§ Required action: I need each line of the entries below that includes the string "message".

§ Dataset extract:
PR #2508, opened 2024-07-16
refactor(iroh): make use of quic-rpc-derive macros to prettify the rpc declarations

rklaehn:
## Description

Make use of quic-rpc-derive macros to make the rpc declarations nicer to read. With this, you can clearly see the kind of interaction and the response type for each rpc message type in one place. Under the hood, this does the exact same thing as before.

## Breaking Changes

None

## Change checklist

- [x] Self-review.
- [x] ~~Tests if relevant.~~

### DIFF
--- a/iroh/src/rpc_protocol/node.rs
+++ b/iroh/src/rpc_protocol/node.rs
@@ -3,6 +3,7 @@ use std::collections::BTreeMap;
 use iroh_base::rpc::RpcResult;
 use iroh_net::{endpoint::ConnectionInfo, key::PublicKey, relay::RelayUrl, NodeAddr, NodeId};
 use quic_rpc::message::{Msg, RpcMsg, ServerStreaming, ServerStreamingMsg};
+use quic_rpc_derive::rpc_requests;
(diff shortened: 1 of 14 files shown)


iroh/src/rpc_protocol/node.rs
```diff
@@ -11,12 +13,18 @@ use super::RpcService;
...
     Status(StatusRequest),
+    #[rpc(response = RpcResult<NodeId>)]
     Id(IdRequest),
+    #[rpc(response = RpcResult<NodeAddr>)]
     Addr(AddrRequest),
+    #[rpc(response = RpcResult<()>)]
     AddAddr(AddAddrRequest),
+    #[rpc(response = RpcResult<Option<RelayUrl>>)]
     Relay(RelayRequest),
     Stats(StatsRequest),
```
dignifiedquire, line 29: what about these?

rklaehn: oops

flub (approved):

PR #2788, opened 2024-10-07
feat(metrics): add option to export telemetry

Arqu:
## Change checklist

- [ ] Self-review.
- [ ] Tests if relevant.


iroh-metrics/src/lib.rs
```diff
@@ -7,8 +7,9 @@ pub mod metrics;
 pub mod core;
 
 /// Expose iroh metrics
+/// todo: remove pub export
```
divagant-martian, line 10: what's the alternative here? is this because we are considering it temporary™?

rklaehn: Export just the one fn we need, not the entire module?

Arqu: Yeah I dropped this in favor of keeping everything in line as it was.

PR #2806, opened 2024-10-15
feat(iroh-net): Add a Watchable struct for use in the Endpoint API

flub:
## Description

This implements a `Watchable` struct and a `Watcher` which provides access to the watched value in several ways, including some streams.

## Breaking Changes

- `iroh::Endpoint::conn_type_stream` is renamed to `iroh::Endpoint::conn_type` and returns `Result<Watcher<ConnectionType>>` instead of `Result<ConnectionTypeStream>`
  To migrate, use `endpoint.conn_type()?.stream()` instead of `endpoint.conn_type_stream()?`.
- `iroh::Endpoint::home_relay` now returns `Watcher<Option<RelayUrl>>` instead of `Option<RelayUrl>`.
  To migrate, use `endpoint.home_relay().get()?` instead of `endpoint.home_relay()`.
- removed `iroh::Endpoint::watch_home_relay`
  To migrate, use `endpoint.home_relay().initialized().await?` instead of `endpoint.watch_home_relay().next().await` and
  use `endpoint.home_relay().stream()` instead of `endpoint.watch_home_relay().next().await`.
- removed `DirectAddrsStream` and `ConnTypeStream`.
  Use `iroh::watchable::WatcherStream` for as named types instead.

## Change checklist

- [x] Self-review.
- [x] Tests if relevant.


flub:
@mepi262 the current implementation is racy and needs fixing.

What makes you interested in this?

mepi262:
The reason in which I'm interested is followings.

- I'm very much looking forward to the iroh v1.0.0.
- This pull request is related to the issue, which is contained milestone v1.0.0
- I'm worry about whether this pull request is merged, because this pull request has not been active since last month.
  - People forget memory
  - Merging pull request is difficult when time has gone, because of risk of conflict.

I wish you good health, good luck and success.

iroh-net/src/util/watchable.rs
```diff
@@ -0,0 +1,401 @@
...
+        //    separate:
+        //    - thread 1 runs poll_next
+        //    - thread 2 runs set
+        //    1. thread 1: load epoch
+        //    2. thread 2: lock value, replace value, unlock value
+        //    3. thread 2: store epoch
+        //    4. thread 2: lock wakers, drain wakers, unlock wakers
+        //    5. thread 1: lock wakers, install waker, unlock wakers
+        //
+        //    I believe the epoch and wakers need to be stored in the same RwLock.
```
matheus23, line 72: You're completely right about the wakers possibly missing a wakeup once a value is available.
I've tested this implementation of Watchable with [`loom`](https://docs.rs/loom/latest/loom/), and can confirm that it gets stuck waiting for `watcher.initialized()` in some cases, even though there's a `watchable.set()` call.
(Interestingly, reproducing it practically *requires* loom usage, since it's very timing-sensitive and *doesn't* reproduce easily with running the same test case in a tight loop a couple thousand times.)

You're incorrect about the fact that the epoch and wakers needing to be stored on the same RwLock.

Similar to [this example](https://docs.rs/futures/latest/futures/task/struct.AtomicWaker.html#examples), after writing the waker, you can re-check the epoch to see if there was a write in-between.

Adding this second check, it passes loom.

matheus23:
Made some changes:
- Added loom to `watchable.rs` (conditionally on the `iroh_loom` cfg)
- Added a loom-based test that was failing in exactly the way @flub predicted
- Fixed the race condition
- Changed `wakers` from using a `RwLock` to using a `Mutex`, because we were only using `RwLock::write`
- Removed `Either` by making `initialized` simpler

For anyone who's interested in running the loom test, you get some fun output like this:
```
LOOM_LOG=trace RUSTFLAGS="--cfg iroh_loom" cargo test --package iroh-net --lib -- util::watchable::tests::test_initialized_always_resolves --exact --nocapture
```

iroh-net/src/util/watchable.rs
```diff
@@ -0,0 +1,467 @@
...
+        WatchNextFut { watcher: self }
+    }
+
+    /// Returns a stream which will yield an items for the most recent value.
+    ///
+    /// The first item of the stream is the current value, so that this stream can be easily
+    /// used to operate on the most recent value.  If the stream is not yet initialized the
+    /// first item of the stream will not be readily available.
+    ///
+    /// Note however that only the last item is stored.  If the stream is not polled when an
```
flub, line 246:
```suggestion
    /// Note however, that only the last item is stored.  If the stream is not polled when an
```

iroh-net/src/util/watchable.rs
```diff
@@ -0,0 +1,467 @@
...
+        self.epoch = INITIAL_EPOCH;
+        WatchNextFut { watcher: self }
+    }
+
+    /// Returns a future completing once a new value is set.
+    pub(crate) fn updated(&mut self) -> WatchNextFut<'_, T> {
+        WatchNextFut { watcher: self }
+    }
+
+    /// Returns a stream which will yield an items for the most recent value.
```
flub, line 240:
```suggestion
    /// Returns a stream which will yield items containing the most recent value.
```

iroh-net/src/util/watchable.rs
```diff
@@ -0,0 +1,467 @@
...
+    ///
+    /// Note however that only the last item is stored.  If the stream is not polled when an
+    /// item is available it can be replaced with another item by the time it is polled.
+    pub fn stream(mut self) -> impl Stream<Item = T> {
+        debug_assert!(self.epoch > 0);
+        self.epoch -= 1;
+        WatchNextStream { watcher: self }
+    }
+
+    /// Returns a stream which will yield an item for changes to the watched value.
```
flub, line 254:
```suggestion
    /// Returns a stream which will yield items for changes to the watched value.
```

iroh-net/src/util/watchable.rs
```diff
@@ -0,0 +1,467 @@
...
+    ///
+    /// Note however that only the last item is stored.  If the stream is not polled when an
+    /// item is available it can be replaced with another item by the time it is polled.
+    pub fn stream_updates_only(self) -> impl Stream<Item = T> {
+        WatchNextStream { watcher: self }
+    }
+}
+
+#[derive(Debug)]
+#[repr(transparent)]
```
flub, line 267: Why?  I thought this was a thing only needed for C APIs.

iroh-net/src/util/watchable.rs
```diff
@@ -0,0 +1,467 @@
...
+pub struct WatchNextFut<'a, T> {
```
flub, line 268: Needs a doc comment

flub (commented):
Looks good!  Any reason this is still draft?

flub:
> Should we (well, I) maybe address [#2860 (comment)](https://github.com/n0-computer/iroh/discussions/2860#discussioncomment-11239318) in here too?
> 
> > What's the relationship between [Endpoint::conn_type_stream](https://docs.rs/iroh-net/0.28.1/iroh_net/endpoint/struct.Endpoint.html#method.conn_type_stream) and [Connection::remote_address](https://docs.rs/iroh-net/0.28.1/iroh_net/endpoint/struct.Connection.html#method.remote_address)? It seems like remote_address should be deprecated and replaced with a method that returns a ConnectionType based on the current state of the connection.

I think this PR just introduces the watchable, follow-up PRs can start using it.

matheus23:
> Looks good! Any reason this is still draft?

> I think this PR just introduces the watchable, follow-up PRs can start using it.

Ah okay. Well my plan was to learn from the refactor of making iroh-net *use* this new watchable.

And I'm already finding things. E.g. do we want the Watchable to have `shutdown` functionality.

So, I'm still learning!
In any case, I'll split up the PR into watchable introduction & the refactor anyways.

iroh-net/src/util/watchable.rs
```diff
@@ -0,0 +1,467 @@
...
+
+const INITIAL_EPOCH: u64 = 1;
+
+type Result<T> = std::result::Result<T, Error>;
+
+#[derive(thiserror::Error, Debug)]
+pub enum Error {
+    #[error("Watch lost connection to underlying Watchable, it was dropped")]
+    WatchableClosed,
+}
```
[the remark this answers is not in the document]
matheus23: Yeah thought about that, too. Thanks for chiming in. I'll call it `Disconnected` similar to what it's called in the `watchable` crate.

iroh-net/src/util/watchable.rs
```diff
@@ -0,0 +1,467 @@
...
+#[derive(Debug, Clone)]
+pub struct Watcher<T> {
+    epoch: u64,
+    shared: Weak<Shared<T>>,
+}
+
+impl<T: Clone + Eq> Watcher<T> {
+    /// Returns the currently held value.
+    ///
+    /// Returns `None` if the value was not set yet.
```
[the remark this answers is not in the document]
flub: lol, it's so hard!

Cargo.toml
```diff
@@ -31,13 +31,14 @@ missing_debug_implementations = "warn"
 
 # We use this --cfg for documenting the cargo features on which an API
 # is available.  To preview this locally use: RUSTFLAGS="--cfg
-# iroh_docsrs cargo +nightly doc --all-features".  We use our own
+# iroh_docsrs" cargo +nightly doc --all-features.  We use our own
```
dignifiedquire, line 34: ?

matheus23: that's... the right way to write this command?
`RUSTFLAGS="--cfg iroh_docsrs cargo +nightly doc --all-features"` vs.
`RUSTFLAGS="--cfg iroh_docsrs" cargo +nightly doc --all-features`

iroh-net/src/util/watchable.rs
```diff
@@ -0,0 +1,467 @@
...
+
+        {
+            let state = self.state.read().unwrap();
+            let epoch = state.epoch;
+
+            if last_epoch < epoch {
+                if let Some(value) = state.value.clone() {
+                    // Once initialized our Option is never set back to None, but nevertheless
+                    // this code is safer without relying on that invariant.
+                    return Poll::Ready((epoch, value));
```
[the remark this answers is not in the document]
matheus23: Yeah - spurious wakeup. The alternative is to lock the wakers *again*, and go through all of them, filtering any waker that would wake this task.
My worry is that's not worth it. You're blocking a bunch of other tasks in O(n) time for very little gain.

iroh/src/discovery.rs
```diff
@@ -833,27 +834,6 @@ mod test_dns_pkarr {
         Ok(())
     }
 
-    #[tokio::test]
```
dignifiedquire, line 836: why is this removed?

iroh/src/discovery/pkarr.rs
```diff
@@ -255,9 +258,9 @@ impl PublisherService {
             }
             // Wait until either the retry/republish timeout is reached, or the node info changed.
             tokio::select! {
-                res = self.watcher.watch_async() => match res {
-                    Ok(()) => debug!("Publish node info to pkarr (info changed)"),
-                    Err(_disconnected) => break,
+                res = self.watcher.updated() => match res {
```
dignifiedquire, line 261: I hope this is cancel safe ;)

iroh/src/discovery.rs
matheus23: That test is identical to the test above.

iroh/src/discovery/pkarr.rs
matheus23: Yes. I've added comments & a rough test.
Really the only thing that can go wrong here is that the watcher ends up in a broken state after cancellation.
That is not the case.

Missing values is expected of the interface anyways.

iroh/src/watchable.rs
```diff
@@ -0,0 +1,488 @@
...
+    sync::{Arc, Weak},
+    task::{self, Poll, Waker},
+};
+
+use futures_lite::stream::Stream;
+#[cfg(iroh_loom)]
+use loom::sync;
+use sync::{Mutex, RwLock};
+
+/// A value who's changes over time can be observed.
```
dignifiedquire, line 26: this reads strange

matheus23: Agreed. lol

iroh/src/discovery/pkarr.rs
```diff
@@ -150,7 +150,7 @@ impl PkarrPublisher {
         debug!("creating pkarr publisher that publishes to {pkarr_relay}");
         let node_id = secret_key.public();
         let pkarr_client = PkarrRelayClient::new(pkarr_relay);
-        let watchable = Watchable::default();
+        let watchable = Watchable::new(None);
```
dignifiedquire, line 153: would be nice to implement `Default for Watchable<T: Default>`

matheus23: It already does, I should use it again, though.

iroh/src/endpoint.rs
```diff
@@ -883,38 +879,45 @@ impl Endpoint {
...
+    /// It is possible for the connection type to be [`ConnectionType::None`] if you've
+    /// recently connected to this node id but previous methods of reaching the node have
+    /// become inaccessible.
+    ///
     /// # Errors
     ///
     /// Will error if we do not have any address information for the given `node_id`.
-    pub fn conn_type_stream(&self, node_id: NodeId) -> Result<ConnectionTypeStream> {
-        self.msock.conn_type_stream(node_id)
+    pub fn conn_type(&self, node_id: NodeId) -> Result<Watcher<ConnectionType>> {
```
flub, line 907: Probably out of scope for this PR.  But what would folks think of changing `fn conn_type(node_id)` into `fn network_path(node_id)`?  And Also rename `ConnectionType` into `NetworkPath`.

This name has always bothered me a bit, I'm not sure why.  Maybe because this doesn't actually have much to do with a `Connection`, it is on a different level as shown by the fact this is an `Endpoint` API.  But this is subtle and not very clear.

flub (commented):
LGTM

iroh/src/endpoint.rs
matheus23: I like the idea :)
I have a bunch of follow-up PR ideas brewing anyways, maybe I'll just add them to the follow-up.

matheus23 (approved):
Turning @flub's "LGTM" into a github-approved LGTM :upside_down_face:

§ Result:
Make use of quic-rpc-derive macros to make the rpc declarations nicer to read. With this, you can clearly see the kind of interaction and the response type for each rpc message type in one place. Under the hood, this does the exact same thing as before.
 use quic_rpc::message::{Msg, RpcMsg, ServerStreaming, ServerStreamingMsg};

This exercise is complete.